In summary, rather than being at the end of our proverbial rope in treating heart failure and cardiovascular disease, we are hurtling forward into a bright future of novel heart failure treatment.

 

References

  1. Mozaffarian D, Benjamin EJ, Go AS, et al on behalf of the American Heart Association Statistics Committee and Stroke Statistics Subcommittee. Heart disease and stroke statistics—2016 update: a report from the American Heart Association [published online ahead of print December 16, 2015].Circulation.
  2. McMurray JJ,Packer M, Desai AS, et al. for the PARADIGM-HF investigators. Angiotensin-neprilysin inhibition versus enalapril in heart failure. N Engl J Med. 2014;371:993-1004.
  3. Pitt B, Zannad F, Remme WJ et al.for the Randomized Aldactone Evaluation Study Investigators. N Engl J Med 1999; 341:709-717.
  4. Zannad F, McMurray JJV, Krum H, et al. for the EMPHASIS-HF Study Group. Eplerenone in Patients with Systolic Heart Failure and Mild Symptoms. N Engl J Med 2011; 364:11-21.
  5. Swedberg K, Komadja M, Bohm M, et al. on behalf of the SHIFT investigators.
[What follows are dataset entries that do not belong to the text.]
PR #1171, opened 2025-03-05
IEP-1467 Update clangd path based on the esp-idf and tools

sigmaaa:
## Description

Updating the clangd path after tools activation and shutting down the server before the restart to avoid this issue:
image

Fixes # ([IEP-1467](https://jira.espressif.com:8443/browse/IEP-1467))

## Type of change

## How has this been tested?

1) install ESP-IDF (master in my case) and simply create a project - then open main.c - no errors and function definition and auto-completion are available 
2) Install multiple esp-idf versions and change between them -> check clangd path is updated accordingly 

**Test Configuration**:
* ESP-IDF Version:

- LSP server

## Checklist
- [ ] PR Self Reviewed
- [ ] Applied Code formatting
- [ ] Added Documentation
- [ ] Added Unit Test

## Summary by CodeRabbit

- **New Features**
  - Introduced an update that automatically adjusts language service configuration paths during tool activation.
  - Added a user-visible message indicating when the language server is restarting.

- **Refactor**
  - Streamlined the language server restart workflow for improved reliability.
  - Improved message formatting for clearer display.

- **Chores**
  - Updated package dependencies to support enhanced language service preferences.

### DIFF
--- a/bundles/com.espressif.idf.core/src/com/espressif/idf/core/util/LspService.java
+++ b/bundles/com.espressif.idf.core/src/com/espressif/idf/core/util/LspService.java
@@ -16,8 +16,6 @@ import org.eclipse.lsp4e.LanguageServerWrapper;
 import org.eclipse.lsp4e.LanguageServiceAccessor;
 import org.eclipse.ui.PlatformUI;
 
-import com.espressif.idf.core.logging.Logger;
-
 @SuppressWarnings("restriction")
 public class LspService
 {
@@ -29,6 +27,7 @@ public class LspService
 		this(PlatformUI.getWorkbench().getService(ClangdConfiguration.class),
 				LanguageServiceAccessor.getStartedWrappers(null, true).stream()
 						.filter(w -> "org.eclipse.cdt.lsp.server".equals(w.serverDefinition.id)).toList()); //$NON-NLS-1$
+
 	}
 
 	public LspService(Configuration configuration, List<LanguageServerWrapper> languageServerWrappers)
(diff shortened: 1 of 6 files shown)


kolipakakondal (approved):

alirana01 (approved):
LGTM

alirana01:
Generally the PR is fine but on another note I wanted to discuss some idea on how to stream line these calls to different services.
I see that LspService is used at multiple places but considering we are calling this a service shouldn't there be only one instance of the service handling all these calls? 
Can we use some kind of listener to make these calls only in one place based on some filters for what is calling that listener?

I think we can probably create a ticket to discuss this a bit more and see what we can come up with.

For the scope of this ticket it is fine and good to go

sigmaaa:
> Generally the PR is fine but on another note I wanted to discuss some idea on how to stream line these calls to different services.
I see that LspService is used at multiple places but considering we are calling this a service shouldn't there be only one instance of the service handling all these calls?

Hi @alirana01, thanks for the review! I considered using a Singleton here, but since the operations in the LspService constructor are not costly, I believe it's not necessary in this case. That said, we can definitely create a separate ticket to discuss this further if needed

AndriiFilippov:
@sigmaaa hi !

Tested under: 
OS - Mac arm64 

install ESP-IDF -create a project - then open main.c - no errors and function definition and auto-completion are available ✅ 
install ESP-IDF -create a project - build flash monitor - then open main.c - no errors and function definition and auto-completion are available ✅ 
Install multiple esp-idf versions and change between them -> check clangd path is updated accordingly ✅

PR #1217, opened 2025-05-07
[WIP] Release/v4.0.0 This is just to have the release 4.0 builds for testing (Please dont merge it yet

alirana01:


bundles/com.espressif.idf.serial.monitor/src/com/espressif/idf/serial/monitor/core/IDFMonitor.java
```diff
@@ -162,7 +155,7 @@ public Process start() throws Exception
 		idfEnvMap.put("PYTHONUNBUFFERED", "1"); //$NON-NLS-1$ //$NON-NLS-2$
 
 		// Update with the CDT build environment variables
-		Map<String, String> environment = new HashMap<>(IDFUtil.getSystemEnv());
+		Map<String, String> environment = new HashMap<>(System.getenv());
```
sigmaaa, line 158: We should verify whether this is still necessary. If the ESP-IDF environment variables are already present in the system environment, we likely don’t need to pass them explicitly — the local terminal should inherit them automatically. The same applies to the IDF terminal.

sigmaaa (commented):
Hi @alirana01,

Thanks for the PR! It looks good overall. I’ve left a few comments with suggestions we can check together.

Ivabradine and outcomes in chronic heart failure (SHIFT): a randomised placebo-controlled study. Lancet.2010;376:875-85.
  6. Scirica BM, Bhatt DL, Braunwald E et al. for the SAVOR-TIMI 53 Steering Committee and Investigators. Saxagliptin and Cardiovascular Outcomes in Patients with Type 2 Diabetes Mellitus. N Engl J Med 2013;369:1317-26.
  7. White WB, M.D., Cannon CP, Heller SR, et al. forthe EXAMINE Investigators. Alogliptin after Acute Coronary Syndrome in Patients with Type 2 Diabetes N Engl J Med 2013; 369:1327-1335
  8. Jacobson AF,Senior R, Cerqueira MD, et al. for the ADMIRE-HF investigators. Myocardial iodine-123 meta-iodobenzylguanidine imaging and cardiac events in heart failure. Results of the prospective ADMIRE-HF (AdreView Myocardial Imaging for Risk Evaluation in Heart Failure) study. J Am Coll Cardiol. 2010;55:2212-21.
  9. Visser ME, Wagener G, Baker BF, et al. Mipomersen, an apolipoprotein B synthesis inhibitor, lowers low-density lipoprotein cholesterol in high-risk statin-intolerant patients. Eur Heart J. 2012;33:1142-9.
  10. Hammond HK, Penny WF, Traverse JH et al. Intracoronary Gene Transfer of Adenylyl Cyclase 6 in Patients With Heart Failure. JAMA 2016;1:163-71.